## Material provided
PR #554, opened 2025-10-10
Prepare tendermint state machine for deployment

Wizdave97:
Adds Tendermint ISMP state machine to the runtime
Some refactor the config for Tendermint consensus and messaging relayer.

### DIFF
--- a/tesseract/consensus/relayer/Cargo.toml
+++ b/tesseract/consensus/relayer/Cargo.toml
@@ -1,6 +1,6 @@
 [package]
 name = "tesseract-consensus"
-version = "1.3.1"
+version = "1.4.0"
 edition = "2021"
 
 [lib]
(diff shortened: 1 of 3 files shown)


tesseract/consensus/relayer/Cargo.toml
```diff
@@ -1,6 +1,6 @@
 [package]
 name = "tesseract-consensus"
-version = "1.3.0"
+version = "1.3.1"
```
seunlanlege: Minor bump seems more appropriate

```suggestion
version = "1.4.0"
```

tesseract/messaging/relayer/Cargo.toml
```diff
@@ -1,6 +1,6 @@
 [package]
 name = "tesseract"
-version = "1.2.1"
+version = "1.2.2"
```
seunlanlege:
```suggestion
version = "1.4.0"
```

PR #564, opened 2025-10-21
Support fulu hardfork in sync committee

Wizdave97:
Extends the beacon state with a new field added in the fusaka fork


seunlanlege (commented):
Looks good, can you revert the changes to the abi generated files?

## What is needed
Each record should be given again exactly as it reads.

## Answer space
PR #554, opened 2025-10-10
Prepare tendermint state machine for deployment

Wizdave97:
Adds Tendermint ISMP state machine to the runtime
Some refactor the config for Tendermint consensus and messaging relayer.

### DIFF
--- a/tesseract/consensus/relayer/Cargo.toml
+++ b/tesseract/consensus/relayer/Cargo.toml
@@ -1,6 +1,6 @@
 [package]
 name = "tesseract-consensus"
-version = "1.3.1"
+version = "1.4.0"
 edition = "2021"
 
 [lib]
(diff shortened: 1 of 3 files shown)


tesseract/consensus/relayer/Cargo.toml
```diff
@@ -1,6 +1,6 @@
 [package]
 name = "tesseract-consensus"
-version = "1.3.0"
+version = "1.3.1"
```
seunlanlege: Minor bump seems more appropriate

```suggestion
version = "1.4.0"
```

tesseract/messaging/relayer/Cargo.toml
```diff
@@ -1,6 +1,6 @@
 [package]
 name = "tesseract"
-version = "1.2.1"
+version = "1.2.2"
```
seunlanlege:
```suggestion
version = "1.4.0"
```

PR #564, opened 2025-10-21
Support fulu hardfork in sync committee

Wizdave97:
Extends the beacon state with a new field added in the fusaka fork


seunlanlege (commented):
Looks good, can you revert the changes to the abi generated files?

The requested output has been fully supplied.